Sarfaraz Ahmed Mohammed and Anca Ralescu
Adv. Artif. Intell. Mach. Learn., 3 (3):1494-1525
Sarfaraz Ahmed Mohammed : College of Engineering and Applied Science
Anca Ralescu : Department of Computer Science, College of Engineering and Applied Science
DOI: 10.54364/AAIML.2023.1187
Article History: Received on: 22-Jul-23, Accepted on: 23-Sep-23, Published on: 30-Sep-23
Corresponding Author: Sarfaraz Ahmed Mohammed
Email: mohammsm@mail.uc.edu
Citation: Sarfaraz Ahmed Mohammed, Senuka Abeysinghe, Anca Ralescu (2023). Feature Selection and Comparative Analysis of Breast Cancer Prediction using Clinical Data and Histopathological Whole Slide Images. Adv. Artif. Intell. Mach. Learn., 3 (3 ):1494-1525
Breast Carcinoma
is a common cancer among women, with invasive ductal carcinoma and lobular
carcinoma being the two most frequent types. Early detection is critical to
prevent cancer from becoming malignant. Diagnostic tests include mammogram,
ultrasound, MRI, or biopsy. Machine Learning algorithms can play a key role in
analyzing complex clinical datasets to predict disease outcomes. This study
uses machine learning and deep learning techniques to analyze publicly
available clinical and medical image data. For clinical data, Principal
Component Analysis (PCA) and Particle Swarm Optimization (PSO) are applied on
the Wisconsin Breast Cancer dataset (WDBC) for feature selection and evaluate
the performance of each modality in distinguishing between benign and malignant
tumors. The results obtained show that the Random Forest (RF) classifier
outperforms other classification algorithms using both PSO and PCA feature
selections, achieving predictive accuracies of 95.7% and 97.2% respectively.

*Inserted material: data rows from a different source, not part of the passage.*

PR #955, opened 2024-05-29
Upgrade to microgrid client v0.4.0

llucax:
- **Bump frequenz-client-microgrid to v0.4.0**
- **Use `GrpcError` instead of `grpc.aio.AioRpcError`**
- **Avoid repetition on error handling**
- **Use a server URL to connect to the microgrid API**
- **Use new microgrid API wrapped types**
- **Stop using the `mock_api` for testing**
- **Remove the, now unused, `mock_api` and its tests**
- **Silence `hpack` debug logging**
- **Fix mock return value**
- **Avoid disabling some pylint checks when unnecessary**
- **Remove unsed protobuf and grpcio dependencies**


llucax:
This is a draft because it depends on https://github.com/frequenz-floss/frequenz-client-microgrid-python/pull/54 and v0.4.0 to be released after it is merged.

~It also needs release notes~, but other than that it is ready to be reviewed!

llucax:
Added release notes.

llucax:
v0.4.0 released, this is ready for a final review!

tests/microgrid/test_microgrid_api.py
```diff
@@ -104,7 +104,7 @@ def metadata(self) -> Metadata:
             ),
         )
 
-    @mock.patch("grpc.aio.insecure_channel")
+    @mock.patch("grpclib.client.Channel")
```
daniel-zullo-frequenz, line 107: this probably goes in another commit (different than `Use a server URL to connect to the microgrid API`

tests/actor/test_data_sourcing.py
```diff
@@ -3,92 +3,285 @@
...
+            assert sample.value is not None
+            assert 9.0 + i == sample.value.base_value
+
+            sample = await soc2_recv_9.receive()
+            assert sample.value is not None
+            assert 9.0 + i == sample.value.base_value
+
+            sample = await active_power_recv_12.receive()
+            assert sample.value is not None
+            assert -13.0 + i == sample.value.base_value
```
daniel-zullo-frequenz, line 148: I think it is not a good idea to use the `==` operator to compare a floating-point value against the result of an addition operation involving floating-point numbers, even in tests. I'd suggest to use isclose() from pytest or math instead

tests/actor/test_data_sourcing.py
```diff
@@ -25,22 +24,18 @@ async def test_data_sourcing_actor() -> None:
...
+    servicer.add_component(8, ComponentCategory.INVERTER)
+    servicer.add_component(9, ComponentCategory.BATTERY)
 
     servicer.add_connection(1, 4)
     servicer.add_connection(1, 7)
     servicer.add_connection(7, 8)
     servicer.add_connection(8, 9)
 
-    await connection_manager.initialize("[::1]", 57899)
+    await connection_manager.initialize("grpc://[::1]:57899")
```
daniel-zullo-frequenz: looks like `Use new microgrid API wrapped types` is not the right commit for this change

pyproject.toml
```diff
@@ -187,8 +182,6 @@ strict = true
 module = [
   "async_solipsism",
   "async_solipsism.*",
-  "grpc.aio",
-  "grpc.aio.*",
```
daniel-zullo-frequenz, line 192: The changes in this file  seem not related to `Avoid disabling some pylint checks when unnecessary`

mkdocs.yml
```diff
@@ -116,10 +116,8 @@ plugins:
             - https://docs.python.org/3/objects.inv
             - https://frequenz-floss.github.io/frequenz-channels-python/v0.16/objects.inv
             - https://frequenz-floss.github.io/frequenz-client-microgrid-python/v0.4/objects.inv
-            - https://grpc.github.io/grpc/python/objects.inv
             - https://networkx.org/documentation/stable/objects.inv
             - https://numpy.org/doc/stable/objects.inv
-            - https://protobuf.readthedocs.io/en/latest/objects.inv
```
daniel-zullo-frequenz, line 123: hmm this also doesn't seem to be related to the commit `Avoid disabling some pylint checks when unnecessary`

RELEASE_NOTES.md
```diff
@@ -6,10 +6,21 @@
 
 ## Upgrading
 
+- The `frequenz-client-microgrid` dependency was bumped to v0.4.0. If you are using the client directly in your code too you will need to upgrade too.
```
daniel-zullo-frequenz: I'd avoid the double `too` in the last sentence
```suggestion
- The `frequenz-client-microgrid` dependency was bumped to v0.4.0. If you are using the client directly in your code, you will need to upgrade too.
```

daniel-zullo-frequenz (commented):
I have a few minor suggestions to check for, LGTM otherwise

daniel-zullo-frequenz (commented):
I have a few minor suggestions to check for, LGTM otherwise

tests/microgrid/test_microgrid_api.py
llucax: It is related, because the parsing of the URL will now return a `grpc.client.Channel` and before doing that switch, we were using a `grpc.aio.insecure_channel`. So we need to adapt the tests to work with this change.

tests/actor/test_data_sourcing.py
llucax: Can you please create a separate issue? I'm just changing the indentation to this code.

tests/actor/test_data_sourcing.py
llucax: Moved to the commit introducing the `server_url` :+1:

pyproject.toml
llucax: Moved to a new commit :+1:

mkdocs.yml
llucax: Moved to a new commit :+1:

RELEASE_NOTES.md
llucax: Updated, thanks!

llucax:
Updated.

src/frequenz/sdk/actor/power_distributing/_component_managers/_battery_manager.py
```diff
@@ -649,21 +654,22 @@ def _parse_result(
...
-                    _logger.warning(
-                        "Set power for battery %s failed, error %s. Mark it as broken.",
-                        battery_ids,
-                        str(err),
-                    )
+                _logger.warning(
+                    "Set power for battery %s failed, mark it as broken. Error: %s",
+                    battery_ids,
+                    err,
+                )
```
shsms, line 670: off topic, but just noticing how these are implemented for battery power distribution.  The logs suggest that for "OutOfRange" errors, we don't mark anything as broken, but for other errors, we mark them as broken, but I'm not sure if that's the case.  I think they're all marked as broken.  Need to confirm.

Also, when battery is over SoC, and we send a power request, the request would be out of bounds, but still the api service sends "FAILED_PRECONDITION", which doesn't sound like something we can ignore.  If it would send OutOfRange instead, we can avoid blocking batteries unnecessarily just because they're fully charged.

src/frequenz/sdk/actor/power_distributing/_component_managers/_battery_manager.py
```diff
@@ -652,40 +652,38 @@ def _parse_result(
 
         for inverter_id, aws in tasks.items():
             battery_ids = self._inv_bats_map[inverter_id]
+            errored = True
```
shsms: "error" is not a verb, treating it like it is feels really weird.  Other options: `oper_success = False`, `has_error` = True, `failed = True`, `succeeded = False`.

I like `succeeded = False`, `op_successful`, etc., because they seem to presume less.

examples/battery_pool.py
```diff
@@ -22,6 +22,9 @@ async def main() -> None:
     logging.basicConfig(
         level=logging.DEBUG, format="%(asctime)s %(name)s %(levelname)s:%(message)s"
     )
+    # Reduce undesired noise from hpack
+    logging.getLogger("hpack.hpack").setLevel(logging.INFO)
```
shsms, line 26: could maybe be configurable through the client?

pyproject.toml
```diff
@@ -31,12 +31,8 @@ dependencies = [
...
   "frequenz-channels >= 1.0.0-rc1, < 2.0.0",
-  "google-api-python-client >= 2.71, < 3",
-  "grpcio >= 1.60.1, < 2",
-  "grpcio-tools >= 1.60.1, < 2",
   "networkx >= 2.8, < 4",
   "numpy >= 1.26.4, < 2",
-  "protobuf >= 4.21.6, < 6",
   "pydantic >= 2.3, < 3",
   "timezonefinder >= 6.2.0, < 7",
   "tqdm >= 4.38.0, < 5",
```
shsms: `tqdm` and `watchfiles` are unused dependencies as well, maybe they can go away too, along with these.

src/frequenz/sdk/actor/power_distributing/_component_managers/_battery_manager.py
llucax: I think ignoring a failed precondition could be fine, it just means there something else that needs to be done before retrying could succeed:

> The operation was rejected because the system is not in a state required for the operation's execution. For example, the directory to be deleted is non-empty, an rmdir operation is applied to a non-directory, etc. Service implementors can use the following guidelines to decide between FAILED_PRECONDITION, ABORTED, and UNAVAILABLE: (a) Use UNAVAILABLE if the client can retry just the failing call. (b) Use ABORTED if the client should retry at a higher level (e.g., when a client-specified test-and-set fails, indicating the client should restart a read-modify-write sequence). (c) Use FAILED_PRECONDITION if the client should not retry until the system state has been explicitly fixed. E.g., if an "rmdir" fails because the directory is non-empty, FAILED_PRECONDITION should be returned since the client should not retry unless the files are deleted from the directory. 

Out of range is considered some sort of special case of failed precondition:

> There is a fair bit of overlap between FAILED_PRECONDITION and OUT_OF_RANGE. We recommend using OUT_OF_RANGE (the more specific error) when it applies so that callers who are iterating through a space can easily look for an OUT_OF_RANGE error to detect when they are done. 

I agree out of range could make more sense if the request fails because the power is out of bounds.

src/frequenz/sdk/actor/power_distributing/_component_managers/_battery_manager.py
llucax: Really? Then it is Internet English, I have seen it used many times. Also Wiktionary has an entry for it: https://en.wiktionary.org/wiki/errored, and some sites even has the conjugation for it: https://www.verbix.com/webverbix/english/error. The Oxford dictionary seems to have an entry for it too: https://www.oed.com/dictionary/error_v?tab=factsheet#5217607, it seems to be used since 1820 :upside_down_face: (but I couldn't find it in the Cambridge dictionary).

I can change it anyways, I was only surprised that it might not be as common as I thought.

examples/battery_pool.py
llucax: Mmm, though one. I really don't think we should mess with silencing logging levels or loggers in libraries, IMHO that should be up to the end user.

llucax: Also, please note we are enabling `DEBUG` logging in the above line, I'm actually surprised we are not getting much more crap from that setting. Normally you would have to do a much more conscious configuring of the logging system. I think the SDK eventually could provide some sensible default logging config (and probably a way to update the logging config dynamically, via `ConfigManager`), and I would be fine to set `hpack` logging to `INFO` there by default.

src/frequenz/sdk/actor/power_distributing/_component_managers/_battery_manager.py
llucax: Changed to `failed = True` because then we are setting `failed_xxx` variables, so it looks pretty consistent.

pyproject.toml
llucax: Actually `timezonefinder` is not used anymore either (it was moved to the microgrid API). Added a new commit removing dependencies not used for a long time now.

llucax:
Updated.

src/frequenz/sdk/actor/power_distributing/_component_managers/_battery_manager.py
shsms: [Chambers](https://chambers.co.uk/search/?query=error&title=21st) and [Webster](https://www.merriam-webster.com/dictionary/error) also list only the noun form.  OED must have been smoking something.

But `succeeded = False` might be better, because that doesn't imply there was an error, and in context, it just means we don't know yet, unlike `error = True`.

shsms (approved):

src/frequenz/sdk/actor/power_distributing/_component_managers/_battery_manager.py
llucax: I was going to change it but I see you already approved, so I will keep `failed` to avoid the extra review roundtrip as it is such a small detail, I guess it is fine to keep it with `failed`.

tests/microgrid/test_microgrid_api.py
daniel-zullo-frequenz: Oh I see, sorry for the noise then

tests/actor/test_data_sourcing.py
daniel-zullo-frequenz: ok, will create an issue

daniel-zullo-frequenz: https://github.com/frequenz-floss/frequenz-sdk-python/issues/965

The first part of the paper contains a comprehensive analysis of the two
feature selection methods on clinical data to optimize predictive performance. The
second part of the paper is concerned with image data. Although
Histopathological Whole Slide Imaging (WSI) has been validated for a variety of
pathological applications for over two decades of manual detection of cancerous
tumors, it remains challenging and prone to human error. With the potential of
deep learning models to aid pathologists in detecting cancer subtypes, and the
increasing predictive ability of current image analysis techniques in
identifying the underlying genomic data and cancer-causing mutations, the
second half of the paper focusses on feature extraction using a deep
convolutional neural network (U-Net) trained on WSI’s from The Cancer Genome
Atlas (TCGA) to accurately classify and extract relevant features. The focus is
on feature extraction, nuclei-based instance segmentation, H&E-stained
image extraction, and quantifying intensity information for a given WSI to
classify the disease type. A comprehensive analysis of feature selection
methods is presented for both clinical and medical image data.